Progress Energy has issued indemnifications for certain asset performance, legal, tax and environmental matters to third parties, including indemnifications made in connection with sales of businesses. At December 31, 2012, the estimated maximum exposure for these indemnifications for which a maximum exposure is determinable was $217 million, including $42 million at Progress Energy Florida. Related to the sales of businesses, the latest specified notice period extends until 2013 for the majority of legal, tax and environmental matters provided for in the indemnification provisions. Indemnifications for the performance of assets extend to 2016. For certain matters for which Progress Energy receives timely notice, indemnity obligations may extend beyond the notice period. Certain indemnifications related to discontinued operations have no limitations as to time or maximum potential future payments. At December 31, 2012 and 2011, Progress Energy had recorded liabilities related to indemnifications to third parties of $25 million and $63 million, respectively. These amounts included $17 million and $37 million for Progress Energy Florida at December 31, 2012 and 2011, respectively. These liabilities decreased primarily due to the reversal of certain environmental indemnification liabilities for which the indemnification period has expired and the adjustment to the indemnification for the estimated future years' joint owner replacement power costs through the end of the Crystal River Unit 3 joint owner contract. Progress Energy Florida's liabilities decreased primarily due to the previously mentioned indemnification adjustment related to Crystal River Unit 3. During the years ended December 31, 2012 and 2011, accruals and expenditures related to indemnifications were not material.

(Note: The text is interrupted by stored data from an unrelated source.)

PR #35, opened 2021-12-22
Updated basic/transit to use Scrypto v0.2.0

cbisaillon:
@shanesreal Can you take a look and tell me if it's ok ?


shanesreal:
> @shanesreal Can you take a look and tell me if it's ok ?

@cbisaillon I just tested these changes using the latest simulator v0.2.0 on my local machine and everything seems to be working ok, thank you!

PR #38, opened 2021-12-22
Updated toys/accumulator to use Scrypto v0.2.0

cbisaillon:
@croquelois Can you take a look and tell me if this is ok ?


croquelois:
tested locally, everything work fine, good to merge !

PR #41, opened 2021-12-22
Updated defi/crowdsourcing to use Scrypto v0.2.0

cbisaillon:
@Kansuler Can you take a look and tell me if this is ok ?


Kansuler:
Thanks for the updates, it looks great. 👍

PR #48, opened 2021-12-22
Updated defi/virtual_xrd to use Scrypto v0.2.0

cbisaillon:
@bdebenon Can you take a look and tell me if this is ok ?


bdebenon:
Just tested this locally and it runs as expected. Changes also look good. Thank you for updating this! 👍 

We should be good to merge this!

PR #45, opened 2021-12-22
Updated defi/marketplace to use Scrypto v0.2.0

cbisaillon:
@machisuji Can you take a look and tell me if this is ok ?

PR #49, opened 2021-12-23
Marketplace NFT update

machisuji:
Expanding on @cbisaillon's proposal in #45 this updates the marketplace example such that it uses NFTs for the order tickets.

While at it I also refactored the code a bit to remove the unnecessary separation of buy and sell orders and the resulting code duplication.


cbisaillon:
I think the problem with the demo.sh script is that the format return from `resim new-account` `resim show [account]` has changed since v0.2.0

machisuji:
@cbisaillon All done now! NFTs are used for the order tickets and the demo has been updated accordingly too. Also the demo bash and powershell scripts got out of sync. So now I've refactored the demo so that both shell and powershell actually use the same file for the demo steps themsevles. This way they only have to changed in one place (steps.ps1).

cbisaillon:
Good job. This is a high quality example !

cbisaillon:
@machisuji I suggest submitting this example to the Scrypto ecosystem page: https://developers.radixdlt.com/ecosystem

machisuji:
Thanks @cbisaillon ! Will do.

PR #52, opened 2021-12-28
Airdrop with fixed token by recipient

yetininoliviercoulibaly:
Hello all,

Thank you for giving us the opportunity to participate in this enriching adventure that is radix 
I take advantage of my learning of scrypto and defi for create this component which is largely inspired by the airdrop component. The fundamental difference is that the number of tokens of each recipient is passed as a parameter when created the component. The caller must provide a sufficient number of tokens for all recipients.
I'm waiting for your remarks and suggestions.  

Best regards,


basic/airdrop-with-fixed-tokens-by-recipient/src/lib.rs
```diff
@@ -0,0 +1,68 @@
+use scrypto::prelude::*;
+
+
+blueprint! {
+
+    struct AirdropWithFixedTokensByRecipient {
```
cbisaillon, line 6: This example looks too much like this one: https://github.com/radixdlt/community-scrypto/tree/main/basic/airdrop.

In addition, Progress Energy has issued $300 million in guarantees for certain payments of two wholly owned indirect subsidiaries, FPC Capital I Trust and Florida Progress Funding Corporation (Funding Corp.). The guarantees expired February 1, 2013, with the redemption of the associated notes and securities. See Note 18 for additional information.

At December 31, 2012 and 2011, the amounts recorded on the Consolidated Balance Sheets for the guarantees and indemnifications mentioned above was $41 million and $19 million, respectively. This amount is primarily recorded in Other within Deferred Credits and Other Liabilities on the Consolidated Balance Sheets. The liability for 2011 excludes Progress Energy as Progress Energy was acquired July 2, 2012. As current estimates change, additional losses related to guarantees and indemnifications to third parties, which could be material, may be recorded by the Duke Energy Registrants in the future.